L’aéroport de Hamat, paradis des fous de vitesse

Il est 16h00, mais le soleil tape encore fort sur l'asphalte parsemée de débris de pneus. Après une interminable route en lacets, à l'ombre d'une variété inouïe d'arbres, le changement de décor est brutal. Un plateau surgit de nulle part. De l'asphalte à perte de vue et, surtout, des traces de pneus, des empreintes reconnaissables entre mille : celles qui trahissent les milliers de dérapages contrôlés effectués ici.
Une piste fantôme s'offre au visiteur, qui roule sans vraiment savoir ce qui l'attend. Puis soudain, un barrage de l'armée libanaise, à peine reconnaissable. En fait de barrage, c'est un abri de fortune fabriqué en tôle qui fait, de toute évidence, parfaitement bien l'affaire. Les soldats, un peu las, sont assis à l'ombre de leur construction de fortune. Ils ne paraissent pas importunés par le rugissement de moteurs qui se devine au loin.

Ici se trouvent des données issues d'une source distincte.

PR #4674, opened 2016-06-24
remove call to deprecated attribute and replace with new ones

### LINKED ISSUE #4672: Charts Heatmap uses deprecated attribute internally
This causes a deprecation warning everytime Heatmap is used:

```
/Users/fpliger/dev/repos/bokeh/bokeh/charts/builder.py:604: UserWarning: Chart property `sort_legend` was deprecated in 0.12             and will be removed in the future. Use `legend_sort_field` and             `legend_sort_direction` instead.
  `legend_sort_direction` instead.")
```

fpliger:
issues: fixes #4672

### DIFF
--- a/bokeh/charts/builders/heatmap_builder.py
+++ b/bokeh/charts/builders/heatmap_builder.py
@@ -143,8 +143,9 @@ class HeatMapBuilder(XYBuilder):
 
         # sort the legend by the color selection, reversed compared to how the values
         # were assigned to color
-        if len(self.sort_legend) == 0:
-            self.sort_legend = [('color', True)]
+        if self.legend_sort_field is None:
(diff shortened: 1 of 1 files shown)


bryevdv:
FWIW this removes the deprecation warning when making any heat map, tho I also tried using the options and could not find a configuration that did not error. Are we even sure these options make sense with heat map?

fpliger:
@bryevdv does your comment still apply after our conversation? (checking if we should open an issue for this or not... :) )

bryevdv:
I haven't tried to make an example yet. If you could provide a short one that would be helpful

fpliger:
Ok.. Will do it as soon as possible but don't think I'll be able to do it today (having hard day...)

PR #4676, opened 2016-06-24
more examples tweaks for 0.12

bryevdv:
This should try to collect the last set up examples updates.


bryevdv:
OK I'd like to merge this and cut RC5 the last two were needed to deployment on the demo site reasons.

bryevdv:
merging to help with deploy prep. We may not need any more examples work at this point.

Issue #4387, opened 2016-05-27
Layout documentation


birdsarah:
- Document off-canvas annotations
- Note that off-canvas legends require (x, y)
- Document layout & responsiveness
- Changes for use of embed with box responsive (you need to make sure the parent has a size)
- Document modes and modes that are currently less-functional than others.

PR #4678, opened 2016-06-24
general docs improvements for 0.12

### LINKED ISSUE #3329: Docs suggest that add_tools() takes shorthand strings, but it doesn't
In https://github.com/bokeh/bokeh/blob/master/sphinx/source/docs/user_guide/tools.rst#specifying-tools, the text states that: 

    "To use shortcut names but also add tools with properties, one can also call the add_tools method:"

This is misleading, however, because `add_tools()` requires `Tool` instances, and does not accept a shorthand string.

### LINKED ISSUE #4368: add user guide documentation for Title and LabelSet annotations
Missing:
* add user guide documentation for Title and LabelSet annotations
* update Label annotation user guide docs

### LINKED ISSUE #4485: Update docs and docs build to be clear that only HTML output is supported
The innate dependency on JavaScript means that attempting to build other formats will not yield good results. Suggest:

* [x] removing other formats from the makefile
* [x] adding a note to the developer guide stating that only HTML output is supported

### LINKED ISSUE #4669: ArrowHead documentation
Styling the head of an Arrow annotation is not trivial. It seems there is a page missing from the documentation (for this file: https://github.com/bokeh/bokeh/blob/master/bokeh/models/arrow_heads.py for the type of the `end` attribute of the Arrow class here: http://bokeh.pydata.org/en/dev/docs/reference/models/annotations.html). 

Furthermore, the example in the user guide (http://bokeh.pydata.org/en/dev/docs/user_guide/plotting.html#arrows) could show an example of an arrow head with a different color (not just a different shape), for instance:
`p.add_layout(Arrow(end=VeeHead(line_color='blue'), x_start=0.5, y_start=0.7, x_end=0, y_end=0, line_color='red'))`

bryevdv:
#issues: closes #4485 closes #3329 closes #4669 closes #4368 

Other things to close in this PR:
* [x] `FuncTickFormatter` subsection in styling
* [x] legend outside plot area subsection in styling
* [ ] split annotations into separate section
* [x] new JS API section 
* [x]  custom models section
* [x] update apps examples README
* [x] update gallery for new apps examples to be deployed
* [x] docs for `bokeh.layouts`


bryevdv:
@birdsarah I think we should stop forcing gallery thumbnails to be square. I think they should be tiled in square areas, but in side they should scale to width

bryevdv:
Server gallery looks like this now:
screen shot 2016-06-25 at 2 31 46 pm

Still TBD if we can actually deploy the streaming 3d one

bryevdv:
@birdsarah if you do re-style the hover tool we I can make new screenshots easily

bryevdv:
@mattpap please review the new BokehJS docs https://github.com/bokeh/bokeh/pull/4678/commits/fa7db4a878a838a68dc656020015790c38cc8a3f for errors, completeness, etc. 

http://bokeh.pydata.org/en/test/docs/user_guide/bokehjs.html

Obviously I want to automate the generation of the plots and the options, etc, but... later.

bryevdv:
@birdsarah any reason not to embed the real plot at the bottom? It's possible to embed the plot without all the source code, if that was the concern. Or is it just overly big?

birdsarah:
> @birdsarah any reason not to embed the real plot at the bottom? It's possible to embed the plot without all the source code, if that was the concern. Or is it just overly big?

I had forgotten about source code not needing to be displayed. But yes there are other concerns: There's something in the docs css that makes scale_width plots embed wierd that I haven't had time to investigate; I expected stretch_both mode (which is the dashboard mode) to be harder to embed - although I didn't actually try. certainly, try, if it magically works, great!

birdsarah:
> @birdsarah I think we should stop forcing gallery thumbnails to be square. I think they should be tiled in square areas, but in side they should scale to width

Agree. I'm afraid I'm truly out of time now. This probably won't event require a redeploy of docs to update.

bryevdv:
OK, this is a docs only change, I am going to stop the build and merge. When master is green I will kick off RC5 for final testing, which should be the very last RC.

bryevdv:
I skipped splitting out annotations to its own sections, and the narrative on the extensions examples is a bit sparse. Will fill out in a follow on, with a re-deploy if need be.

bryevdv:
also closes #4387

Le soleil inonde la piste de ce qui aurait dû être un aéroport. D'ailleurs, l'infrastructure, quoique vétuste, existe bel et bien. Mais aujourd'hui, comme tous les samedis après-midi, les vraies stars ce sont ces bolides dont la silhouette se détache à l'horizon. Ici, tous les fanatiques de vitesse s'abstiennent de penser qu'un jour ce tarmac sera récupéré par les autorités et réhabilité pour remplir un jour, enfin, sa mission première. En attendant ce qui sera vécu, à n'en point douter, comme un véritable désastre, ils continuent de graver sur l'asphalte leurs empreintes, au fil des dérapages, comme autant de signatures que ni le temps ni aucune décision politique ne seraient à même d'effacer. Les soldats, que plus aucun bolide n'impressionne, tentent de ne pas se montrer bavards en présence des journalistes. Mais l'ennui prend, semble-t-il, rapidement le dessus. « Non, cela ne nous dérange pas tant qu'ils ne viennent pas ici, près de notre poste. Mais en fait, c'est interdit, nous le leur rappelons souvent », indique un militaire en bras de chemise bleue marine et pantalon de combat, assis sur un vieux bidon d'huile alimentaire. « Ils ne font pas grand-chose, ils se contentent de tester leurs voitures », ajoute son collègue qui s'empresse de se taire quand son supérieur arrive en trombe. L'officier, le regard lourd, nous toise : « Qu'est-ce que vous voulez ? Il n'y a rien à voir ici. Ne croyez pas ce qu'ils vous ont dit. Ces gens-là sont des voyous. » « Mais l'incendie... » l'interrompt le soldat. « Quel incendie ? » s'énerve l'officier. La conversation s'arrête là.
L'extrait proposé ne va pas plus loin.